• home
  • forum
  • my
  • kt
  • download
  • Web Python Tutorial

    Author: 2007-08-25 10:09:20 From:

    This tutorial covers two web programming models that can be used with Python: the CGI standard and mod_python.

    As a general rule if you are in a shared host environment then your only option will be to run python scripts as CGI. Some specialized hosting providers will let you use and configure mod_python. Mod_python's performance and flexibility is much superior to CGI.

    There is no need to read the mod_python section if you want CGI and vice versa. They are not related to each other. To follow this tutorial it is required that you have a basic Python programming knowledge. If you need to learn how to program visit the Python Tutorial first.

    Please post any doubt, suggestion or critique at the Web Python Board and help making this a better tutorial.

    Some host providers only let you run CGI scripts in a certain directory, often named cgi-bin. In this case all you have to do to run the script is to call it like this:

    http://my_server.tld/cgi-bin/my_script.py

    The script will have to be made executable by "others". Give it a 755 permission or check the executable boxes if there is a graphical FTP interface.

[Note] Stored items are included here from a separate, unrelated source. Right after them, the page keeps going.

PR #14456, opened 2025-07-08
System auth log fixes

Tacklebox:
## Proposed commit message

This adds a grok pattern and a few replacements to handle previously unmatched fields in some auth log messages.

## Checklist

### DIFF
--- a/packages/system/data_stream/auth/_dev/test/pipeline/test-auth.log-expected.json
+++ b/packages/system/data_stream/auth/_dev/test/pipeline/test-auth.log-expected.json
@@ -569,6 +569,53 @@
             "user": {
                 "name": "test"
             }
+        },
+        {
+            "ecs": {
+                "version": "8.11.0"
+            },
+            "event": {
+                "category": [
+                    "authentication"
+                ],
+                "outcome": "failure",
+                "kind": "event",
+                "timezone": "+0000"
+            },
+            "host": {
+                "hostname": "host.name"
+            },
+            "input": {
+                "type": "log"
+            },
+            "process": {
+                "name": "sudo",
+                "pid": 654321
+            },
+            "related": {
+                "hosts": [
+                    "host.name"
+                ],
+                "user": [
+                    "alice",
+                    "root"
+                ]
+            },
+            "source": {
+                "address": "",
+                "domain": ""
+            },
+            "system": {
+                "auth": {}
+            },
+            "user": {
+                "effective": {
+                    "id": "0",
+                    "name": "root"
+                },
+                "name": "alice",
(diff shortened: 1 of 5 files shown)


packages/system/data_stream/auth/elasticsearch/ingest_pipeline/log.yml
```diff
@@ -34,11 +34,69 @@ processors:
...
+      target_field: user.id
+      ignore_missing: true
+      ignore_failure: true
+  - rename:
+      tag: rename_rhost
+      field: pam.data.rhost
+      target_field: source.address
+      ignore_missing: true
+      ignore_failure: true
+  - rename:
```
nicholasberlin: this `rename` looks like a repeat of line 82's .. intentional? if so, why?

Tacklebox: Unintentional, thanks!

packages/system/data_stream/auth/_dev/test/pipeline/test-secure-rhel7.log-expected.json
```diff
@@ -218,16 +218,51 @@
             "input": {
                 "type": "log"
             },
-            "message": "pam_unix(sshd:auth): authentication failure; logname= uid=0 euid=0 tty=ssh ruser= rhost=89.160.20.156  user=root",
```
andrewkroh, line 221: Why is the `message` going away? The `message` should remain IMO to allow for searches on the string (it's indexed as a `text`-family data type).

It looks like this was already the behavior based on the some other samples, but I think deleting `message` is the wrong thing to do.

packages/system/data_stream/auth/_dev/test/pipeline/test-auth.log-expected.json
```diff
@@ -569,6 +569,53 @@
...
+                    "host.name"
+                ],
+                "user": [
+                    "alice",
+                    "root"
+                ]
+            },
+            "source": {
+                "address": "",
+                "domain": ""
```
andrewkroh, line 606: Let's remove these if when the values are empty.

packages/system/data_stream/auth/_dev/test/pipeline/test-secure-rhel7.log-expected.json
andrewkroh: I have opened a fix to address this and consolidate the processing logic for journald and logfile inputs. That will make incorporating these PAM parsing enhancements easier for you.

https://github.com/elastic/integrations/pull/16542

    Some hosts let you run CGI scripts in any directory. In some of these hosts you don't have to do anything to configure the directories. In others you will have to add these lines to a file named .htaccess in the directory you want to run CGI scripts from:

    Options +ExecCGI
    AddHandler cgi-script .py

    If the file does not exist create it. All directories below a directory with a .htaccess file will inherit the configurations. So if you want to be able to run CGI scripts from all directories create this file in the document root.

    If you are using your own server then probably you won't need to do anything to run a CGI script at the cgi-bin directory. Just make sure there is a line like the next in httpd.conf and that it is not commented. The trailing slashs are required.

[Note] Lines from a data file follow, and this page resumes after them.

PR #14464, opened 2025-07-09
[cisco_ios] Add Dissect and Grok patterns for IPACCESSLOGP logs with Event Code Trimming

mohitjha-elastic:
## Proposed commit message
```
cisco_ios: add dissect and grok patterns for IPACCESSLOGP logs with event code trimming.

Added dissect and grok patterns to support multiple log formats for IPACCESSLOGP logs.
Trimmed whitespace around the event code field to ensure accurate parsing and normalization of log entries.
These changes enhance compatibility with varied log formats and improve field extraction reliability.
```

## Checklist

- Clone integrations repo.
- Move to integrations/packages/cisco_ios directory.

> elastic-package test -v

## Related Issue

- Enhancement issue 22830


packages/cisco_ios/data_stream/log/elasticsearch/ingest_pipeline/default.yml
```diff
@@ -226,11 +227,22 @@ processors:
...
+      ignore_missing: true
   - dissect:
       field: message
       tag: dissect_gp
       pattern: "list %{cisco.ios.access_list} %{_temp_.event.action} %{network.transport} %{source.address}(%{source.port}) %{} %{destination.address}(%{destination.port}), %{source.packets} packet"
       if: "['IPACCESSLOGP', 'ACCESSLOGP', 'IPV6ACCESSLOGP'].contains(ctx.event?.code)"
+      ignore_failure: true
+  - dissect:
+      field: message
+      tag: dissect_gp
```
jrmolin: i don't think this should be the same tag as the previous dissect.

this is definitely easier to read than converting it to a `grok`, and is likely faster.

packages/cisco_ios/data_stream/log/elasticsearch/ingest_pipeline/default.yml
```diff
@@ -68,6 +68,7 @@ processors:
       tag: grok_message
       patterns:
         - '^%%{GREEDYDATA:message}$'
+        - '^%{GREEDYDATA}%%{GREEDYDATA:message}$'
```
jrmolin: what is this supposed to do? yaml supports comments, so please put a comment on this, since regular expressions are hard to understand even when they are straightforward

jrmolin (commented):
questions

packages/cisco_ios/data_stream/log/elasticsearch/ingest_pipeline/default.yml
mohitjha-elastic: Thanks for pointing that out. I have updated the tag.

packages/cisco_ios/data_stream/log/elasticsearch/ingest_pipeline/default.yml
mohitjha-elastic: This is actually extracting part after `%` in message field so that it could be further parsed by the next grok processor and the relevant information could be extracted (with `tag: grok_message`).

packages/cisco_ios/data_stream/log/elasticsearch/ingest_pipeline/default.yml
```diff
@@ -65,9 +65,10 @@ processors:
         CISCO_TZ: '[a-zA-Z]{1,7}([+-]\d{1,2}|[+-]\d{2}:\d{2})?'
   - grok:
       field: _temp_.message
-      tag: grok_message
+      tag: grok_message_at_top_level
```
jrmolin, line 68: i wish there were an easier way to do this in painless, but i know that there just isn't. i guess this is the best we can hope for. you could also add a step before this to split on the `%` and then return the last part. maybe that would handle all the cases?

packages/cisco_ios/data_stream/log/elasticsearch/ingest_pipeline/default.yml
```diff
@@ -226,11 +227,22 @@ processors:
...
   - dissect:
       field: message
       tag: dissect_gp
       pattern: "list %{cisco.ios.access_list} %{_temp_.event.action} %{network.transport} %{source.address}(%{source.port}) %{} %{destination.address}(%{destination.port}), %{source.packets} packet"
       if: "['IPACCESSLOGP', 'ACCESSLOGP', 'IPV6ACCESSLOGP'].contains(ctx.event?.code)"
+      ignore_failure: true
+  - dissect:
+      field: message
+      tag: dissect_gp_access_list
+      pattern: "access-list %{cisco.ios.access_list} %{_temp_.event.action} %{network.transport} %{source.address}(%{source.port}) %{} %{destination.address}(%{destination.port}), %{source.packets} packet"
```
jrmolin, line 243: have you ever seen multiple packets? so it would be `%{source.packets} packets`?

mohitjha-elastic: Yes, there could be multiple packets. The provided dissect pattern will still match the string correctly in such cases and function as expected.
There are several other test cases related to multiple packets are already present in the test folder for other kind of events.

packages/cisco_ios/data_stream/log/elasticsearch/ingest_pipeline/default.yml
mohitjha-elastic: Yes, I think it's possible to split the string on `%` before applying `Grok`. However, that would require introducing an additional processor, which may not be ideal in this case. Given the trade-off, I think sticking with the current Grok pattern is a more efficient and manageable approach.

mohitjha-elastic:
@jrmolin Let me know if everything looks good to you so we can proceed with merging the PR.

jrmolin:
looks fine

PR #14493, opened 2025-07-10
[zscaler_zpa] Cleanup empty field from json to avoid errors

SimonKoetting:
Zscaler uses a template language to send logs. As a result, it's possible for a
field in the JSON we receive to exist but have an empty string as its value.

For date processors in the pipeline, this issue has already been addressed
using conditions like
`ctx.json?.LogTimestamp != null && ctx.json.LogTimestamp != ''`.

However, we encountered a problem with a user where a non-date field failed
to convert to an IP address due to the error message:
`'' is not an IP string literal`.

To prevent this from happening with any field, I propose adding a cleanup step
at the beginning of the pipeline in this PR. This would handle all empty fields
directly, allowing us to rely on the `ignore_missing` option instead of adding
multiple conditions like `[field] != null && [field] != ''` for each processor.


packages/zscaler_zpa/changelog.yml
```diff
@@ -1,4 +1,9 @@
 # newer versions go on top
+- version: "1.23.2"
+  changes:
+    - description: Cleanup empty field from json to avoid errors.
```
andrewkroh:
```suggestion
    - description: Remove fields with empty values from the incoming JSON document to avoid errors.
```

packages/zscaler_zpa/data_stream/app_connector_status/elasticsearch/ingest_pipeline/default.yml
```diff
@@ -13,6 +13,23 @@ processors:
       field: event.original
       target_field: json
       ignore_failure: true
+  - script:
```
andrewkroh, line 16: Add a `tag`.

https://github.com/elastic/integrations/wiki/Fleet-Package-Code-Review-Comments#script-processors-should-have-a-tag-and-description

packages/zscaler_zpa/data_stream/audit/elasticsearch/ingest_pipeline/default.yml
```diff
@@ -13,11 +13,28 @@ processors:
       field: event.original
       target_field: json
       ignore_failure: true
+  - script:
```
andrewkroh, line 16: Add a `tag`.

https://github.com/elastic/integrations/wiki/Fleet-Package-Code-Review-Comments#script-processors-should-have-a-tag-and-description

packages/zscaler_zpa/data_stream/browser_access/elasticsearch/ingest_pipeline/default.yml
```diff
@@ -12,13 +12,30 @@ processors:
   - json:
       field: event.original
       target_field: json
+  - script:
```
andrewkroh, line 15: Add a `tag`.

https://github.com/elastic/integrations/wiki/Fleet-Package-Code-Review-Comments#script-processors-should-have-a-tag-and-description

packages/zscaler_zpa/data_stream/user_activity/elasticsearch/ingest_pipeline/default.yml
```diff
@@ -12,13 +12,30 @@ processors:
   - json:
       field: event.original
       target_field: json
+  - script:
```
andrewkroh, line 15: Add a `tag`.

https://github.com/elastic/integrations/wiki/Fleet-Package-Code-Review-Comments#script-processors-should-have-a-tag-and-description

packages/zscaler_zpa/data_stream/user_status/elasticsearch/ingest_pipeline/default.yml
```diff
@@ -13,13 +13,30 @@ processors:
       field: event.original
       target_field: json
       ignore_failure: true
+  - script:
```
andrewkroh, line 16: Add a `tag`.

https://github.com/elastic/integrations/wiki/Fleet-Package-Code-Review-Comments#script-processors-should-have-a-tag-and-description

packages/zscaler_zpa/data_stream/app_connector_status/elasticsearch/ingest_pipeline/default.yml
andrewkroh: Similar code already exists in the pipeline (~L305). Can the later one be removed now?

SimonKoetting: added the tags, also to the second script processor that was already there to be consistent.
Yes the code is basically identical just the first one i added cleans up the json before the parsing starts to avoid any errors in the pipeline.
The one at the end of the pipeline cleans up the whole event after the parsing to make sure that no empty field is getting stored in the index.

So we should keep that script

efd6 (commented):
I'm inclined to think that adding the guards on the affected processors would be a better approach rather than traversing the full document an extra time.

SimonKoetting:
Hey @efd6 ,
for performance reasons?

I would be fine with that as well, my thought was just that it will be a bit easier to maintain in the future if there maybe are new fields added or similar.

efd6:
> for performance reasons?

Yes.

    ScriptAlias /cgi-bin/ "/path/to/cgi-bin/directory/"

    If you are using the line above and want html files to be handled correctly in the cgi-bin directory add the next to httpd.conf. No trailing slash.

    <Directory /path/to/cgi-bin/directory>
       AddHandler default-handler .html .htm
    </Directory>

    To run a script saved at the root:

    http://my_server.tld/my_script.py

    If it was saved in some directory:

    http://my_server.tld/some_dir/some_subdir/my_script.py

    If your desktop is the server then execute it like this:

    http://localhost/cgi-bin/my_script.py

    In Windows, sometimes Apache will listen on port 8080. In this case the above address will be written with the port:

    http://localhost:8080/cgi-bin/my_script.py

    Make sure all text files you upload to the server are uploaded as text (not binary), specially if you are in Windows, otherwise you will have problems.

    This is the classical "Hello World" in python CGI fashion:

    #!/usr/bin/env python
    print "Content-Type: text/html"
    print
    print """\
    <html>
    <body>
    <h2>Hello World!</h2>
    </body>
    </html>
    """

    To test your setup save it with the .py extension, upload it to your server as text and make it executable before trying to run it.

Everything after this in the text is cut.